What the exercise asks> The expected output is every entry below, exact in every character.

#### Record extracts ####

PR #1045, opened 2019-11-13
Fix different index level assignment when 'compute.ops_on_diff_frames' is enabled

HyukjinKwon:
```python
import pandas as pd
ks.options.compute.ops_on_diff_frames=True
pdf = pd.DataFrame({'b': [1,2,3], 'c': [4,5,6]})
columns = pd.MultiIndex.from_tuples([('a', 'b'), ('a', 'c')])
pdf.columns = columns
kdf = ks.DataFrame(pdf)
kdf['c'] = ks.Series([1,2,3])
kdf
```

####

Answer to this task>
PR #1045, opened 2019-11-13
Fix different index level assignment when 'compute.ops_on_diff_frames' is enabled

HyukjinKwon:
```python
import pandas as pd
ks.options.compute.ops_on_diff_frames=True
pdf = pd.DataFrame({'b': [1,2,3], 'c': [4,5,6]})
columns = pd.MultiIndex.from_tuples([('a', 'b'), ('a', 'c')])
pdf.columns = columns
kdf = ks.DataFrame(pdf)
kdf['c'] = ks.Series([1,2,3])
kdf
```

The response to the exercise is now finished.